É primeira vez que participa numa feira em Angola, e a sua vinda teve como objectivo analisar as condições do mercado para o estabelecimento de parcerias e investimento, segundo Orlando Oliveira, gestor da empresa.

“Esta feira é o ponto de partida. Foram feitos alguns contactos de negócios, com potenciais clientes, e vamos ver o que vai dar nas próximas semanas”, disse, frisando que a intenção é promover os produtos por intermédios desses agentes, com vista à expansão das actividades da empresa.

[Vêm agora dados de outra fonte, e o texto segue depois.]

PR #4719, opened 2025-08-13
MWPW-178287: Fix horizontal scroll in plans collection

Axelcureno:
Fixes horizontal scroll in plans collection. 

Resolves: [MWPW-178287](https://jira.corp.adobe.com/browse/MWPW-178287)

Plans URL: `https://main--cc--adobecom.aem.page/creativecloud/plans?milolibs=MWPW-178287`

**Test URLs:**
- After: https://MWPW-178287--milo--adobecom.aem.page/?martech=off

### DIFF
--- a/libs/deps/mas/merch-card.js
+++ b/libs/deps/mas/merch-card.js
@@ -1495,7 +1495,7 @@ merch-card-collection:has([slot="subtitle"]) merch-card {
     }
 
     .collection-container.plans:has(merch-sidenav) {
-        width: 90vw;
+        width: fit-content;
         position: relative;
         left: 50%;
         transform: translateX(-50vw);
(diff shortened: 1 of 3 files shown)


libs/deps/mas/merch-card.js
```diff
@@ -1495,7 +1495,7 @@ merch-card-collection:has([slot="subtitle"]) merch-card {
     }
 
     .collection-container.plans:has(merch-sidenav) {
-        width: 100vw;
+        width: 90vw;
```
st-angelo-adobe, line 1498: This works but the real issue is the padding, that isn't being included in the `100vw` calculation, which means the horizontal scroll is basically the two (left & right) paddings overflowing. If we increase the padding, chances are we'd have to modify this value again, which is not good.

I think just adding `box-sizing: border-box` will do the trick.

st-angelo-adobe (changes requested):

seanchoi-dev (approved):

st-angelo-adobe (approved):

Com um volume de negócios de 1 milhão EUR/ano, sobre o mercado nacional, Orlando Oliveira nota que há uma precariedade nesta área. Como afirma, estão a ser utilizados materiais de menor qualidade que não o alumínio lacado. Daí que acredita que o seu produto venha a ter uma grande aceitação no mercado.
Por seu lado, Pedro Balo, representante da Conmarfel II, também de Portugal, diz ter vindo participar na feira pela primeira vez por achar que “o mercado angolano, apesar de tudo, continua bastante atractivo”, onde já fizeram algumas obras na área de caixilharia e do vidro.

A empresa, que trabalha em diferentes mercados além de Portugal, como Brasil, Cabo Verde e França, faz arquitectura e construção habitacional no sistema modular, que pode ser com perfis metálicos galvanizados e revestidos com vários materiais que permitem “uma construção mais rápida, eficiente e mais económica”.

“Acreditamos que Angola continua sendo um mercado de oportunidades. Já participámos na Projekta. Fizemos alguns contactos importantes e decidimos voltar a Angola para consolidá-los e entretanto realizar novos”, disse.

Frisa também que as suas obras têm uma grande vantagem para o mercado angolano, pois conseguem ter no mesmo sistema de construção um leque de preços que vai do low coste ter uma resposta muito eficiente e de alta qualidade para um público com uma exigência muito mais alta.

“Temos um sistema de construção que é mais rápido e não usa água. As construções são feitas nas nossas instalações em Portugal. Depois são desmanchadas em blocos, postas em contentor e depois montadas no terreno do cliente, daí que são modulares”, explica.